Jamison Goddard is the princeling of Mountain Peak Ministries. The apple of his father’s eye. The ringleader of the youth group boys.

He’s not just a little shit or a bully. He’s a fucking terror.

He’s never heard the word no without trying to push his way right through it.

He doesn’t notice me immediately. Haley is supposed to be kind of meek, with her golden fall of hair and her modest dresses and the little white-gold cross she wears around her neck. So he doesn’t notice me at first; girls are treated as lesser in quiet and loud ways in this kind of Christianity (in the entire world, too, let’s be honest)。

I do what my mother asks: I let his reaction guide my actions. I stay on the edges that first Wednesday and the Sunday that follows, watching, smiling sweetly, and speaking softly when spoken to. But the next Wednesday, I make my move. I get there early, before anyone else but Michael, the youth pastor, who has a goatee that he really needs to shave off because it does not make him look as cool as he thinks it does. But I don’t tell him that. I help him set out chairs and then make sure to sit in the spot where I’ve seen Jamison holding court.
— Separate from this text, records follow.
PR #3428, opened 2021-05-24
fix(detector): Added the possibility to use /" inside '[]' #2010

### LINKED ISSUE #2010: SearchKey on Terraform queries point to same line with multiple resources of the same type
### Expected Behavior
With multiple resources of the same type, each occurrence should point to the respective lines of the resource.
### Actual Behavior
The results always point to the first occurrence, even with a different searchKey.
Take, for example, the query "S3 bucket without encryption at REST" or this snippet for that query:
```
CxPolicy[result] {
	bucket := input.document[i].resource.aws_s3_bucket[name]
        object.get(bucket,"server_side_encryption_configuration","undefined") == "undefined"

	result := {
		"searchKey": sprintf("aws_s3_bucket[%s]", [name]),
		"issueType": "MissingAttribute",
		"keyExpectedValue": "'aws_s3_bucket.server_side_encryption_configuration' exists",
		"keyActualValue": "'aws_s3_bucket.server_side_encryption_configuration' is missing",
	}
}
```

Then run the query against this sample:
```
resource "aws_s3_bucket" "b" {
        bucket = "my-tf-test-bucket"
        acl    = "private"
}
 
resource "aws_s3_bucket" "a" {
  bucket = "my-another-tf-test-bucket"
  acl    = "private"
}
```

Two occurrences should result by the execution, one that points to the line where *aws_s3_bucket* named **a** is, and another pointed to the resource named **b**. Instead, both lines are pointing to the first resource, **b**.

### Specifications

-   Version: 1.1.2
-   Platform: Windows

joaoReigota1:

Closes #2010

Added the possibility to add \" to '[]' in the search key
ex: 
```
searchKey: sprintf("aws_resource[\"%s\"]", [name])
```

**Proposed Changes**
- Added the possibility to use \" inside '[]' 

### DIFF
--- a/pkg/detector/helper.go
+++ b/pkg/detector/helper.go
@@ -12,7 +12,7 @@ import (
 )
 
 var (
-	nameRegex       = regexp.MustCompile(`^([A-Za-z0-9-_]+)\[([A-Za-z0-9-_{}]+)]$`)
+	nameRegex       = regexp.MustCompile(`^(["A-Za-z0-9-_]+)\[(["A-Za-z0-9-_{}]+)]$`)
 	nameRegexDocker = regexp.MustCompile(`{{(.*?)}}`)
 )
 


felipe-avelar (approved):
LGTM

PR #3430, opened 2021-05-25
refactor(query): containers_run_with_low_uid rewrite

rogeriopeixotocx:


assets/queries/k8s/containers_run_with_low_uid/query.rego
```diff
@@ -1,156 +1,37 @@
...
-#if there are no containers to override low UID setting
-checkContainersOverride(spec, path, metadata, id) = result {
-	object.get(spec, "containers", "undefined") == "undefined"
+	to_number(securityContext.runAsUser) < 10000
 
 	result := {
-		"documentId": id,
-		"searchKey": sprintf("metadata.name={{%s}}.%sspec.securityContext.runAsUser", [metadata.name, path]),
+		"documentId": doc.id,
+		"searchKey": sprintf("%s.securityContext.runAsUser=%d", [common_lib.concat_path(path), securityContext.runAsUser]),
```
joaoReigota1, line 15: Since in line 11 we use to_number, I assume security context can be something other than an integer, maybe use to_number in the search key as well so it doesn't conflict with `%d`

joaoReigota1 (dismissed):
Other than a comment LGTM

assets/queries/k8s/containers_run_with_low_uid/query.rego
joaoReigota1:
```suggestion
		"searchKey": sprintf("%s.securityContext.runAsUser=%d", [common_lib.concat_path(path), to_number(securityContext.runAsUser)]),
```

felipe-avelar: I don't think we need to add `to_number` here, since it will only execute this line if `runAsUser` is a number, otherwise, it will fail on the first `to_number`, no?

felipe-avelar (approved):
LGTM

PR #6769, opened 2023-10-13
feat(engine): experimental queries as feature flag

JoaoCxMartins:
with this commit, we are changing our system of experimental queries from a file that we should read for a feature flag

Closes #

**Proposed Changes**
- change the feature of the experimental queries to work with a feature flag


pkg/engine/source/filesystem.go
```diff
@@ -449,13 +395,17 @@ func ReadQuery(queryDir string) (model.QueryMetadata, error) {
 		aggregation = int(agg.(float64))
 	}
 
+	readExperimental, _ := metadata["experimental"].(string)
```
cxMiguelSilva, line 398: Since you are using an auxiliary function to get the experimental value, maybe you could add  the type casting there also.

I’ve watched him; he steals pizza slices off his friends’ plates and no one even blinks. He laughed twice during the last meeting: once when someone made a fart joke—my mother would say that tells you he’s a boy—and once when Michael tripped over his chair—which tells me he’s mean.
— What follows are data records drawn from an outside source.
PR #6798, opened 2023-11-13
feat(engine): improve experimental signal on the results and cli

JoaoCxMartins:
Closes #

**Proposed Changes**
- improve the signal of experimental on cli interface
- improve the signal of experimental on file exported
- tests


pkg/engine/vulnerability_utils.go
```diff
@@ -129,6 +129,30 @@ func getStringFromMap(vulnParam, defaultParam, overrideKey string, vObj map[stri
 	}
 	return *ts
 }
+func getBoolFromMap(
```
gabriel-cx, line 132: this method is triggering unnecessary errors like: `Saving result. failed to detect experimental` when trying to scan a project using **"no experimental" queries**.

gabriel-cx (changes requested):

pkg/engine/vulnerability_utils.go
JoaoCxMartins: done

gabriel-cx (approved):

PR #6815, opened 2023-11-23
fix(converter): improve check dynamic known types

liorj-orca:
```
This PR improves the case where the resource/block needs some recursive handling.
without this case(an example was added to the UT), we will get an error such as:
"Error: failed to read sources: failed to save file content: json: error calling MarshalJSON for type model.Document: value is not known
"
```
**Proposed Changes**
-
-
-


gabriel-cx:
Hi @liorj-orca ,

Thank you for this PR!
It's possible for you to provide us the example file? So we can check from our side. Thanks in advance.

JoaoCxMartins (approved):

PR #6877, opened 2024-02-09
fix(flag): validating if output path is valid

### LINKED ISSUE #5513: Kics does not validate if output folder is valid
### Expected Behavior

When the user sets an output folder (for results and/or logs), kics may validate if the return of file creation in this path was successful.

### Actual Behavior

Even if the user defines an output folder that is not valid (with invalid characters), at the end of the scan, kics will display that files were saved in the output folder.

#### Example of kics scan using an invalid output folder and all report formats:
image

Open a terminal and run: `docker run -v "c/:/path" checkmarx/kics:latest scan --no-progress -t dockerfile --path "git::https://github.com/cxlucas/kics-scan-builder" --output-path "/path/*<?>*/:??/folder"`

Kics will display that the results file was saved to the specified path, but this folder contains invalid characters, so it's not possible to create a file in this specific path.
*Note:*: Kics is converting the invalid characters to some valid characters, by this way, kics is creating the result file(s) but not exactly in the same path that kics provides on the message "Results saved to file...".

image
### Specifications

-   Version: N/A
-   Platform: N/A
-   Subsystem: N/A

JulioSCX:
Closes #5513

**Proposed Changes**
- validating if output path is valid


ArturRibeiro-CX (commented):
Seems clean to me. Great job @JulioSCX! 🎉

ArturRibeiro-CX (approved):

So I slide into the chair that he thinks of as his and wait like a canary in a mine that I already know is toxic.

He notices me the second he walks into the room. The hair rises on my arms. Something inside me whispers: Run.

It’s the first time I ignore it.

“You’re in my seat,” he says.

My eyes are big already, but I make them go even bigger, doll-like. “Oh no, I’m sorry.” I get up instantly, moving over a few chairs, and then to really clinch it, I hesitate in front of the new chair and look at him. “Is this one okay?” I ask, like I need his permission.

He nods, and when he turns back to his friends, I catch the smirk.

Abby is right: Every bully needs someone to bully.

So I make Haley the perfect target, and he homes right in.